EXERCISE GOAL:
In the listing below, find each line holding "like" and copy it.

SOURCE DATA:

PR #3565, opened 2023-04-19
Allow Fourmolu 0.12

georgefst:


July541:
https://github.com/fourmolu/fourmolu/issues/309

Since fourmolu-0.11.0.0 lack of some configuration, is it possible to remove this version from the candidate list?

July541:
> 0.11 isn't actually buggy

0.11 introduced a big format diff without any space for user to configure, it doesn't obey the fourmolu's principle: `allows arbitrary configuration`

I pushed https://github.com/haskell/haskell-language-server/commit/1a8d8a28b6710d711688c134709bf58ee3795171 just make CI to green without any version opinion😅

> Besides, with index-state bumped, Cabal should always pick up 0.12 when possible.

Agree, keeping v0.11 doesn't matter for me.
* * *
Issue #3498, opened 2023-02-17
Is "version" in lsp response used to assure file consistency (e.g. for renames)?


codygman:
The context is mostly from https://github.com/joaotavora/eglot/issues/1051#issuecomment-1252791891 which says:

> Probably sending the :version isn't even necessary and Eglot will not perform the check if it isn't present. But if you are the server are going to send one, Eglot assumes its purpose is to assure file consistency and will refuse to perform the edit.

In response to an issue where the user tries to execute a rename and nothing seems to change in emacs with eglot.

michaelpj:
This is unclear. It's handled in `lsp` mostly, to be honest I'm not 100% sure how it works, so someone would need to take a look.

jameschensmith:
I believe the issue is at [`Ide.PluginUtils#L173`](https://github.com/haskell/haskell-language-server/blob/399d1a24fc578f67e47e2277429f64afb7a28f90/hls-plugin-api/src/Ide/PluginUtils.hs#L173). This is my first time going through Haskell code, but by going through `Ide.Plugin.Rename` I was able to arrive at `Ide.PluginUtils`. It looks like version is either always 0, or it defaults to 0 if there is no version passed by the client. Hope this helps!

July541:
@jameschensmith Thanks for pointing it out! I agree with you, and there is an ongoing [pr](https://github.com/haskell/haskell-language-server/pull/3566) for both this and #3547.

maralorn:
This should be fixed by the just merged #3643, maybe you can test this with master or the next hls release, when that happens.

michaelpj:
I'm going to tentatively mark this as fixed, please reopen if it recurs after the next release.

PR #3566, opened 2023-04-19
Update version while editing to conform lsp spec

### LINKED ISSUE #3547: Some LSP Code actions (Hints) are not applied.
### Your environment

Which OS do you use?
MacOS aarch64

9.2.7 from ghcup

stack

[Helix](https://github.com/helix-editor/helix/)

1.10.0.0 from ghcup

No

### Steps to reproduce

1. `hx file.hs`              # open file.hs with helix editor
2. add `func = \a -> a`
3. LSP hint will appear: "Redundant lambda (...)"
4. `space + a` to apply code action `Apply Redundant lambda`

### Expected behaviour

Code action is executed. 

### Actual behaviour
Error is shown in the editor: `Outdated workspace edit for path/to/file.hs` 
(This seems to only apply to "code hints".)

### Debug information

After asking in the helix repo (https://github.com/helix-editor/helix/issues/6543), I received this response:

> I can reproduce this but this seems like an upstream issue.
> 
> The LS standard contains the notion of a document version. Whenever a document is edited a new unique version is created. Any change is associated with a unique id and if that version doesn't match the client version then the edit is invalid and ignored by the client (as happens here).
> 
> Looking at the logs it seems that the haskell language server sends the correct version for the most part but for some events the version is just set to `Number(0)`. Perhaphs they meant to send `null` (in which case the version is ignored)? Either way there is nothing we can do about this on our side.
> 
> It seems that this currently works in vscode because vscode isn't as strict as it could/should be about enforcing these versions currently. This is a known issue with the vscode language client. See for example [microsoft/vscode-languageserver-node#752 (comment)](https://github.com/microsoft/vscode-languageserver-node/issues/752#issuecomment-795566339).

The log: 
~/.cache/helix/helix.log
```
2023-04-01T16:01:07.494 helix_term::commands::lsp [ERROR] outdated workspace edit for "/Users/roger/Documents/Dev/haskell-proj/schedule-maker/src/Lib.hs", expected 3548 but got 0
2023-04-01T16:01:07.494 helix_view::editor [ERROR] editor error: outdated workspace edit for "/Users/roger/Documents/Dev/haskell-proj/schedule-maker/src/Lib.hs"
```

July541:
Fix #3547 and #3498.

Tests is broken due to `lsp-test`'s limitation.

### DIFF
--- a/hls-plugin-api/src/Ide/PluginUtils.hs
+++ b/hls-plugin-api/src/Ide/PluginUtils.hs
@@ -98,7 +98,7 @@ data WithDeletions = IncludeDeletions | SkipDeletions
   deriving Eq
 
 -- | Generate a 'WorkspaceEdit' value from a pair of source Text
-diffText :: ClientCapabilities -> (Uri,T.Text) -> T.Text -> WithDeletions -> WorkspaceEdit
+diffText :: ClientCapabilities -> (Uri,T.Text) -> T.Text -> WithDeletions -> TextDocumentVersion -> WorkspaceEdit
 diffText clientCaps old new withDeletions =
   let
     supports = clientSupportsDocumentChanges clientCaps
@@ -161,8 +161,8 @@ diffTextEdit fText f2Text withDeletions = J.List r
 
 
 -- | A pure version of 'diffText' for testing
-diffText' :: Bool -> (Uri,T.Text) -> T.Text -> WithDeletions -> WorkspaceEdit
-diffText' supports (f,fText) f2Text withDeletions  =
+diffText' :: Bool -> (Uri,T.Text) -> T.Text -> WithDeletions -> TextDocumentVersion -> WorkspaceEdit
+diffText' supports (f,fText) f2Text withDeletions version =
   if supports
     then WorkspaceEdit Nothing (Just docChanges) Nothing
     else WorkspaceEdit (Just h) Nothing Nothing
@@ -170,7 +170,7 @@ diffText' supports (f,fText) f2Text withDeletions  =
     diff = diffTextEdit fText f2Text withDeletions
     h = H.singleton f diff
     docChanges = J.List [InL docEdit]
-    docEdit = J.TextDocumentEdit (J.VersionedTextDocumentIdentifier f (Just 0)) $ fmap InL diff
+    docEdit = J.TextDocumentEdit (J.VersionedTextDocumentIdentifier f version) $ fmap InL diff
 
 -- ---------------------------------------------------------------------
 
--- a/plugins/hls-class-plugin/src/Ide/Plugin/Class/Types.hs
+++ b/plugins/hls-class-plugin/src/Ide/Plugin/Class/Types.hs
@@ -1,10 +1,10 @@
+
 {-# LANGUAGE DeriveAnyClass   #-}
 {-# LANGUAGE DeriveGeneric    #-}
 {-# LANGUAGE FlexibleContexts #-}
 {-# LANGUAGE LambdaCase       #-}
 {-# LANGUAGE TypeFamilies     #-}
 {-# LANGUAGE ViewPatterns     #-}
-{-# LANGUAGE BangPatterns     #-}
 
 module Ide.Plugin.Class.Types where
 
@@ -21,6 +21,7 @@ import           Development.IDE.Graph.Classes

RESULT:
I believe the issue is at [`Ide.PluginUtils#L173`](https://github.com/haskell/haskell-language-server/blob/399d1a24fc578f67e47e2277429f64afb7a28f90/hls-plugin-api/src/Ide/PluginUtils.hs#L173). This is my first time going through Haskell code, but by going through `Ide.Plugin.Rename` I was able to arrive at `Ide.PluginUtils`. It looks like version is either always 0, or it defaults to 0 if there is no version passed by the client. Hope this helps!
> I can reproduce this but this seems like an upstream issue.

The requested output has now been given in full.